DSS lets you write recipes using SparkSQL. You simply need to write a SparkSQL query, which will be used to populate an output dataset.
As with all Spark integrations in DSS, SparkSQL recipes can read and write datasets, whatever their storage backends.
- First make sure that Spark is enabled
- Create a SparkSQL recipe by clicking the corresponding icon
- Add the input Datasets that will be used as source data in your recipes.
- Select or create the output dataset
- Click Create recipe.
- You can now write your SparkSQL code
If the SparkSQL icon is not enabled (greyed out), it can be because:
A SparkSQL recipe is simply a SELECT query based on the input datasets. Each input dataset is available as a SparkSQL table with the same name as the dataset (no database).
When you Validate your SparkSQL recipe, DSS verifies the syntax and computes the output schema of the output dataset. You get a prompt to update the schema.
The first time you validate a SparkSQL recipe after DSS startup, validation can take up to one minute. Subsequent validations are faster.
Alternatively to the default mode, where each input dataset is exposed as a table with the same name in the default database, you can choose to use the global Hive metastore as source of definitions for your tables.
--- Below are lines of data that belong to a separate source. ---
PR #1437, opened 2025-09-24
Show loading indicator when downloading language models

schu96:
Added a visual indicator to let users know that the translation plugin is actively attempting to download the language models from IA servers

- Use `getTranslationModel` method within `TranslatorBacking` class to show a loading indicator when the translation plugin is enabled and a language model begins downloading. 

- Same loading indicator as seen in `search-results.js`

### DIFF
--- a/src/plugins/translate/TranslationManager.js
+++ b/src/plugins/translate/TranslationManager.js
@@ -156,8 +156,7 @@ export class TranslationManager {
   getTranslationModel = async(fromLanguage, toLanguage) => {
     return this.translator.backing.getTranslationModel({from: fromLanguage, to: toLanguage})
       .catch((err) => {
-      console.error(`An error occurred while trying to retreive the ${fromLanguage}-${toLanguage} model`);
-    })
-    ;
+        console.error(`An error occurred while trying to retreive the ${fromLanguage}-${toLanguage} model`);
+      });
   }
 }


src/plugins/translate/plugin.translate.js
```diff
@@ -485,5 +506,18 @@ export class BrTranslatePanel extends LitElement {
     }
     return "";
   }
+
+  _languageModelStatus() {
+    if (this.userTranslationActive) {
+      if (!this.langDownloadCompleted) {
+        return html`
+          <p>Downloading language model</p>
+          <ia-activity-indicator mode="processing" style="display:block; width: 40px; height: 40px; margin: 0 auto;"></ia-activity-indicator>
```
cdrini: For consistency with where we use this elsewhere
```suggestion
          <ia-activity-indicator mode="processing" style="display:block; width: 40px; height: 40px; margin: 0 auto;"></ia-activity-indicator>
          <p>Downloading language model</p>
```

src/plugins/translate/TranslationManager.js
```diff
@@ -167,4 +167,17 @@ export class TranslationManager {
...
     return promise;
   }
+
+  /**
+   * Checks and updates the status of a model that is currently being retreived from IA
+   * @param {string} fromLanguage
+   * @param {string} toLanguage
+   * @returns {Promise<boolean>}
+   */
+  checkModels = async(fromLanguage, toLanguage) => {
```
cdrini: The naming here could be a bit better; maybe `getTranslationModel` is the simplest, and have it return the model itself. Then this becomes a simple facade method.

src/plugins/translate/plugin.translate.js
```diff
@@ -198,6 +205,10 @@ export class TranslatePlugin extends BookReaderPlugin {
 
       if (paragraph.textContent.length !== 0) {
         const pagePriority = parseFloat(pageIndex) + priority + pidx;
+        this.translationManager.checkModels(this.langFromCode, this.langToCode).then((resp) => {
+          this.langDownloadCompleted = resp;
+          this._render();
```
cdrini: Oh I just realized we call `_render()` in a few spots; we shouldn't re-render the entire panel; that'll cause all the panel's internal state to reset. We have access to the panel via `this._panel`, and since it's a reactive lit component, all we have to do is eg `this._panel.langDownloadCompleted = resp`, and it'll be updated accordingly.

src/plugins/translate/plugin.translate.js
```diff
@@ -53,6 +54,12 @@ export class TranslatePlugin extends BookReaderPlugin {
    */
   userToggleTranslate;
 
+  /**
+   * @type {boolean} langDownloadCompleted - Updates to true when language
+   * model pairs are successfully downloaded from IA
+   */
+  langDownloadCompleted = false;
```
cdrini: Then actually I don't think we need this on the plugin at all, it can exist only on the panel.

src/plugins/translate/plugin.translate.js
```diff
@@ -364,6 +380,7 @@ export class BrTranslatePanel extends LitElement {
   @property({ type: Boolean }) userTranslationActive = false;
   @property({ type: String }) detectedFromLang = '';
   @property({ type: String }) detectedToLang = '';
+  @property({ type: Boolean }) langDownloadCompleted;
```
cdrini: We generally track whether it's loading instead of whether it's completed as a pattern, eg

```suggestion
  @property({ type: Boolean }) loadingModel = false;
```

cdrini (changes requested):
Niiice! The new loading indicator looks great! One small UX tweak, and a few small code improvements.

src/plugins/translate/TranslationManager.js
```diff
@@ -167,4 +146,17 @@ export class TranslationManager {
...
+   * Checks and updates the status of a model that is currently being retreived from IA
+   * @param {string} fromLanguage
+   * @param {string} toLanguage
+   * @returns {Promise<boolean>}
+   */
+  getTranslationModel = async(fromLanguage, toLanguage) => {
+    return this.translator.backing.getTranslationModel({from: fromLanguage, to: toLanguage}).then(() => {
+      // TODO check what happens if the download fails somehow (i.e. invalid SHA hash, download connection failed, etc)
+      return true;
+    });
```
cdrini: This can return the model directly; eg `return this.translator.backing.getTranslationModel({from: fromLanguage, to: toLanguage})`;

src/plugins/translate/plugin.translate.js
```diff
@@ -293,13 +298,17 @@ export class TranslatePlugin extends BookReaderPlugin {
...
+        code: selectedLangFrom,
+        name: this.translationManager.fromLanguages.find((entry) => entry.code == selectedLangFrom).name,
+      });
     }
 
     // Update the 'To' languages list and set the correct 'To' language
     this._panel.toLanguages = this.translationManager.toLanguages;
 
     console.log(this.langFromCode, this.langToCode);
+    this._render();
```
cdrini, line 318: We should avoid calling `_render`, since that will cause the panel to be rebuilt from scratch. This will cause bugs where its state isn't handled correctly. You can see eg after you hit "translate", and then close/open the panel, the "Stop translate" button is reset and has the wrong state! I think this might be due to the spots where we're calling `_render()`.

It seems like we're already setting the `toLanguages` property on the panel ; can this line be dropped entirely?

```suggestion
```

src/plugins/translate/plugin.translate.js
```diff
@@ -308,6 +317,7 @@ export class TranslatePlugin extends BookReaderPlugin {
   handleToLangChange = async (e) => {
     this.clearAllTranslations();
     this.langToCode = e.detail.value;
+    this._render();
```
cdrini, line 327: Ditto here. Is this necessary? If you're having issues where it's not responding, you might be able to call `.requestUpdate()` on the `_panel`. See https://lit.dev/docs/components/lifecycle/#reactive-update-cycle

src/plugins/translate/plugin.translate.js
```diff
@@ -485,5 +502,19 @@ export class BrTranslatePanel extends LitElement {
...
+        <p>Downloading language model</p>
+        `;
+      }
+      return html`<p>Language model loaded</p>`;
+    }
+    return "";
+  }
 }
 
+// TODO - Shqip (sq) breaks?
```
cdrini: Let's create an issue for this; how is this one breaking?

src/plugins/translate/plugin.translate.js
```diff
@@ -198,6 +200,9 @@ export class TranslatePlugin extends BookReaderPlugin {
 
       if (paragraph.textContent.length !== 0) {
         const pagePriority = parseFloat(pageIndex) + priority + pidx;
+        this.translationManager.getTranslationModel(this.langFromCode, this.langToCode).then((resp) => {
+          this._panel.loadingModel = resp;
```
cdrini: This feels flipped; `loadingModel` should be true _only while_ the model is loading. So when the promise resolves, the model should be finished. eg 

```js
this._panel.loadingModel = true;
this.translationManager.getTranslationModel(this.langFromCode, this.langToCode).then((resp) => {
    this._panel.loadingModel = false;
});
```

cdrini (changes requested):
Nice! A few more small fixes, and a question around the `_render()` calls. That'll cause a few headaches/subtle bugs, so would be nice to find a way to avoid it!

src/plugins/translate/TranslationManager.js
schu96: Is there a reason why we need the model back when we call this?

src/plugins/translate/plugin.translate.js
schu96: Oh I fixed this issue but forgot to remove this note for myself :sweat_smile: 

We have some older code that tries to add a language to the From / To array if it doesn't have a counterpart in the To / From array but it was referring to our old dictionary of supported languages

src/plugins/translate/TranslationManager.js
cdrini: It makes the method name more in sync with its result, and also make it a bit simpler!

src/plugins/translate/plugin.translate.js
schu96: Not sure what the issue is, I noticed the exact issue with the side menu values not persisting which is why I was using `this._render()` for the to/from languages. 

I have tried changing to using `this._panel.requestUpdate()` but it doesn't seem to work as intended. Without calling `this._render()` it doesn't seem to keep the changes even though they're changing within the Translate plugin itself.

cdrini: Ahhh, I think I see the issue! The issue is the panel isn't keeping track of what's selected. It's kind of combining two different concepts, `selectedFromLang` and `detectedFromLang`. These should likely be separate properties; having them as one is what's causing this to reset every time the panel is re-opened.

cdrini: We debugged on a call, and it seems like the menu slider is reconstructing each component anyways -_- and because we have this inside the template literal, it is _copying_ any primitive values at the very beginning. So ok with calling `_render()` for now.

src/plugins/translate/TranslationManager.js
```diff
@@ -167,4 +146,19 @@ export class TranslationManager {
...
+  /**
+   * Checks and updates the status of a model that is currently being retreived from IA
+   * @param {string} fromLanguage
+   * @param {string} toLanguage
+   * @returns {Promise<boolean>}
+   */
+  getTranslationModel = async(fromLanguage, toLanguage) => {
+    return this.translator.backing.getTranslationModel({from: fromLanguage, to: toLanguage}).then((resp) => {
+      return resp;
+    }).catch((err) => {
```
cdrini:
```suggestion
    return this.translator.backing.getTranslationModel({from: fromLanguage, to: toLanguage})
      .catch((err) => {
```

src/plugins/translate/plugin.translate.js
```diff
@@ -290,16 +301,22 @@ export class TranslatePlugin extends BookReaderPlugin {
 
     // Update the from language
     this.langFromCode = selectedLangFrom;
+    console.log("this is langFromCode", this.langFromCode, selectedLangFrom);
```
```suggestion
```

src/plugins/translate/TranslationManager.js
```diff
@@ -167,4 +146,18 @@ export class TranslationManager {
...
+   * @param {string} fromLanguage
+   * @param {string} toLanguage
+   * @returns {Promise<boolean>}
+   */
+  getTranslationModel = async(fromLanguage, toLanguage) => {
+    return this.translator.backing.getTranslationModel({from: fromLanguage, to: toLanguage})
+      .catch((err) => {
+      console.error(`An error occurred while trying to retreive the ${fromLanguage}-${toLanguage} model`);
+    })
+    ;
```
cdrini:
```suggestion
      .catch((err) => {
        console.error(`An error occurred while trying to retreive the ${fromLanguage}-${toLanguage} model`);
      });
```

Using the global metastore can be configured in the Advanced tab of the recipe.
In global metastore mode, your SparkSQL recipe does not need to declare its input datasets. It can actually run with no input dataset.
In global metastore mode, validation is disabled: it is not possible to validate your code anymore. The schema of your output dataset cannot be infered prior to running, and cannot be propagated accross the Flow without running the recipe. However, output schema will still be automatically infered after running the recipe. This behavior can be disabled in the Advanced tab.